Il faillit s'égarer une seconde dans le regard de la jeune femme mais tint bon. Il rompit le contact, plus difficilement qu'il ne l'avait fait la première fois. Il se recula de deux pas, respirant un grand coup tout en essayant de ne pas se laisser amadouer.
"Lorsque je t'observe, je te vois comme un tout. Que ce soit tes yeux, tes mains. Le mouvement de ton corps dans son ensemble. La façon dont tu poses tes mains sur tes hanches, dont tu relèves la mèche rebelle qui s'égare sur ton visage. Tout cela me renseigne sur toi." lui révéla-t-il, ne sachant si c'était réellement une bonne idée ou non, évidemment, les mots étaient choisis avec soin.
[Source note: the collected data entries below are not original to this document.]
PR #21, opened 2018-01-30
Refactor devstack local.conf and installation roles 

liu-sheng:
- refactor devstack local.conf to populate config according to the openstack version and request services
- refactor devstack installation to keep simple and consistent

### DIFF
--- a/roles/create-devstack-local-conf/tasks/main.yml
+++ b/roles/create-devstack-local-conf/tasks/main.yml
@@ -1,5 +1,5 @@
 # Populate local conf with specific branch
-- name: create devstack local conf with {{ os_branch }} compatible
+- name: create devstack local conf with '{{ os_branch }}' compatible
   shell:
     cmd: |
       set -e
@@ -20,7 +20,7 @@
 
 
 # Populate local conf with specific service
-- name: create devstack local conf with {{ enable_services }} enabled
+- name: create devstack local conf with '{{ enable_services }}' enabled
   shell:
     cmd: |
       set -e
@@ -53,7 +53,7 @@
   when:
     - '"manila" in enable_services'
 
-- name: create devstack local conf with {{ enable_services }} enabled
+- name: create devstack local conf with '{{ enable_services }}' enabled
   shell:
     cmd: |
       set -e
--- a/roles/create-devstack-local-conf/tasks/main.yml
+++ b/roles/create-devstack-local-conf/tasks/main.yml
@@ -51,7 +51,7 @@
     chdir: '{{ ansible_user_dir }}/workspace'
   environment: '{{ zuul | zuul_legacy_vars }}'
   when:
-    - 'manila' in enable_services
+    - '"manila" in enable_services'
 
 - name: create devstack local conf with {{ enable_services }} enabled
   shell:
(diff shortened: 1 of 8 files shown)


zuul.d/jobs.yaml
```diff
@@ -157,8 +138,6 @@
     description: |
```
kiwik: this designate job use the specific run.yaml, don't use its parents' script, so I think we can set parent as "golang-test".

roles/create-devstack-local-conf/tasks/main.yml
```diff
@@ -50,49 +30,53 @@
...
+      enable_service designate,designate-central,designate-api,designate-pool-manager,designate-zone-manager,designate-mdns
+      enable_plugin designate git://git.openstack.org/openstack/designate
       EOF
     executable: /bin/bash
     chdir: '{{ ansible_user_dir }}/workspace'
   environment: '{{ zuul | zuul_legacy_vars }}'
   when:
-    - sdk == 'terraform-provider-openstack'
-    - os_branch in eol_branches
+    - '"designate" in enable_services'
```
kiwik: see my comments in PR #20

roles/create-devstack-local-conf/tasks/main.yml
```diff
@@ -50,49 +30,53 @@
...
+      enable_plugin heat git://git.openstack.org/openstack/heat
+      enable_plugin manila git://git.openstack.org/openstack/manila
       EOF
     executable: /bin/bash
     chdir: '{{ ansible_user_dir }}/workspace'
   environment: '{{ zuul | zuul_legacy_vars }}'
   when:
-    - sdk == 'terraform-provider-openstack'
-    - os_branch in stable_branches
+    - '"manila" in enable_services'
```
kiwik: see my comments in PR #20

roles/create-devstack-local-conf/tasks/main.yml
```diff
@@ -50,49 +30,53 @@
     chdir: '{{ ansible_user_dir }}/workspace'
   environment: '{{ zuul | zuul_legacy_vars }}'
   when:
-    - sdk == 'gophercloud'
-    - os_branch in eol_branches
+    - os_branch == 'mitaka-eol'
```
kiwik: see my comments in PR #20

zuul.d/jobs.yaml
animationzl: both 'golang-test' and 'terraform-provider-openstack-acceptance-test' as parent job will have no impact on the designate job execution however, I agree with you as choosing the 'golang-test' as parent job is more  logical.

roles/create-devstack-local-conf/tasks/main.yml
animationzl: Nope, this is the string in variable list syntax required by ansible, see the reference here: https://stackoverflow.com/questions/36496911/run-an-ansible-task-only-when-the-variable-contains-a-specific-string

roles/create-devstack-local-conf/tasks/main.yml
animationzl: ditto

PR #22, opened 2018-01-31
Fine tune task names

animationzl:
Fine tune task names to avoid confusion


liu-sheng:
looks good to me. thanks.

Issue #49, opened 2018-02-08
Enable Octavia in LBaaS test of terraform-openstack-provider


kiwik:
Set environment variable OS_USE_OCTAVIA=true in LBaaS job to make terraform knowing the deployment is LBaaS + Octavia

PR #54, opened 2018-02-08
Add enable service and plugin for LBaaS v2

kiwik:
Add enable service and plugin into local.conf for LBaaS v2

Fixes: #49


kiwik:
Small fix, let's merge this patch to check result.

PR #1072, opened 2020-03-29
#960: Improve pacman_invalid_option rule

scorphus:
The rule now matches all possible lower case options and only those, not failing for those that cannot be fixed.


nvbn:
Looks good, thanks!

PR #1082, opened 2020-04-28
added gcloud cli

ronandoolan2:
added gcloud cli it was very similar to the existing aws cli

### DIFF
--- a/tests/rules/test_gcloud_cli.py
+++ b/tests/rules/test_gcloud_cli.py
@@ -1,0 +1,63 @@
+import pytest
+
+from thefuck.rules.gcloud_cli import match, get_new_command
+from thefuck.types import Command
+
+
+no_suggestions = '''\
+ERROR: (gcloud) Command name argument expected.
+'''
+
+
+misspelled_command = '''\
+ERROR: (gcloud) Invalid choice: 'comute'.
+Usage: gcloud [optional flags] <group | command>
+  group may be           access-context-manager | ai-platform | alpha | app |
+                         asset | auth | beta | bigtable | builds | components |
+                         composer | compute | config | container | dataflow |
+                         dataproc | datastore | debug | deployment-manager |
+                         dns | domains | endpoints | filestore | firebase |
+                         functions | iam | iot | kms | logging | ml |
+                         ml-engine | organizations | projects | pubsub | redis |
+                         resource-manager | scheduler | services | source |
+                         spanner | sql | tasks | topic
+  command may be         docker | feedback | help | info | init | version
+
+For detailed information on this command and its flags, run:
+  gcloud --help
+'''
+
+
+misspelled_subcommand = '''\
+ERROR: (gcloud.compute) Invalid choice: 'instance'.
+Maybe you meant:
+  gcloud compute instance-groups
+  gcloud compute instance-templates
+  gcloud compute instances
+  gcloud compute target-instances
+
+To search the help text of gcloud commands, run:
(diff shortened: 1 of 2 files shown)


tests/rules/test_gcloud_cli.py
```diff
@@ -0,0 +1,63 @@
...
+  gcloud compute target-instances
+
+To search the help text of gcloud commands, run:
+  gcloud help -- SEARCH_TERMS
+'''
+
+
+
+
+@pytest.mark.parametrize('command', [
```
scorphus, line 46: Quoting build [#1932.2](https://travis-ci.org/github/nvbn/thefuck/jobs/680589249#L460) on TravisCI:
> ./tests/rules/test_gcloud_cli.py:46:1: E303 too many blank lines (4)

ronandoolan2: Thanks didn't see that error. I have removed duplicate blank lines

ronandoolan2: I'll try and get it green best I can, thanks for the input

ronandoolan2: Having a little trouble figuring out why the assertions in pytest aren't returning the correct value, I haven't used pytest before

tests/rules/test_gcloud_cli.py
```diff
@@ -0,0 +1,58 @@
...
+                         dns | domains | endpoints | filestore | firebase |
+                         functions | iam | iot | kms | logging | ml |
+                         ml-engine | organizations | projects | pubsub | redis |
+                         resource-manager | scheduler | services | source |
+                         spanner | sql | tasks | topic
+  command may be         docker | feedback | help | info | init | version
+
+For detailed information on this command and its flags, run:
+  gcloud --help
+'''
```
scorphus, line 26: `misspelled_command` is not used in any test case. Also, `match` does not consider that type of output. You can use other rules as a reference – such as `docker_not_command` – which uses string matching and splitting. Other rules – like `react_native_command_unrecognized` – use regular expression. I'd recommend going for string matching and splitting. What do you think?

tests/rules/test_gcloud_cli.py
scorphus: You got it all green! Awesome! pytest is great and I hope you're learning a good deal of it with this PR 🙂 When in doubt, don't hesitate to ask. Also, tests for other rules may serve as a good reference.

tests/rules/test_gcloud_cli.py
```diff
@@ -0,0 +1,58 @@
...
+
+@pytest.mark.parametrize('command', [
+    Command('gcloud comute instances list', misspelled_subcommand),
+    Command('gcloud compute instance list', misspelled_subcommand)])
+def test_match(command):
+    assert match(command)
+
+
+def test_not_match():
+    assert not match(Command('aws dynamodb invalid', no_suggestions))
```
scorphus, line 49: How about parametrizing this test as well. That way, we have a chance to test a couple of cases more:
* `gcloud` with `no_suggestions`
* `gcloud` with no error output

tests/rules/test_gcloud_cli.py
ronandoolan2: Yeap ill look into those examples and make changes

tests/rules/test_gcloud_cli.py
ronandoolan2: Yeap will do

PR #1095, opened 2020-05-14
Reset colour for Powershell

StormPooper:
This was originally fixed in #805 but appears to have been reverted at some point.

### DIFF
--- a/thefuck/shells/powershell.py
+++ b/thefuck/shells/powershell.py
@@ -12,6 +12,7 @@ class Powershell(Generic):
                '            else { iex "$fuck"; }\n' \
                '        }\n' \
                '    }\n' \
+               '    [Console]::ResetColor() \n' \
                '}\n'
 
     def and_(self, *commands):


scorphus:
Currently, [thefuck/shells/powershell.py](https://github.com/nvbn/thefuck/blob/master/thefuck/shells/powershell.py#L9-L20) contains that line:

https://github.com/nvbn/thefuck/blob/6975d30818792f1b37de702fc93c66023c4c50d5/thefuck/shells/powershell.py#L9-L20

scorphus:
Your branch is branched off of 33a8750, which is approx. 2 years old. If you rebase your commit on top of current master, you'll see it gets skipped by Git.

StormPooper:
Whoops, not sure how I managed that, mustn't have switched back to master when I was looking into it - I'm still having the issue it describes where after selecting a choice it keeps the last colour used (red) until the output changes colours. I'll dig into it and raise an issue or PR, thanks.

PR #1102, opened 2020-06-09
add support for docker daemon not running

soraxas:
For patterns like the following:
```sh
$ docker run bash sleep 100
docker: Cannot connect to the Docker daemon at unix:///var/run/docker.sock. Is the docker daemon running?.
See 'docker run --help'.

$ fuck
systemctl start docker; and docker run bash sleep 100 [enter/↑/↓/ctrl+c]
```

L'assassin écarta les bras, invitant Lilou à l'étudier.
"Tu dois être capable de faire de même avec moi avant d'envisager utiliser les techniques du Bartitsu. Deviner mes intentions avant que je ne les réalise. Me devancer. Tout se passe, avant tout, dans ta tête. Mais une démonstration vaut mieux qu'un long discours." expliqua Rafael, se mettant alors en garde.
"Attaque-moi." ordonna-t-il, un léger sourire sur le coin des lèvres.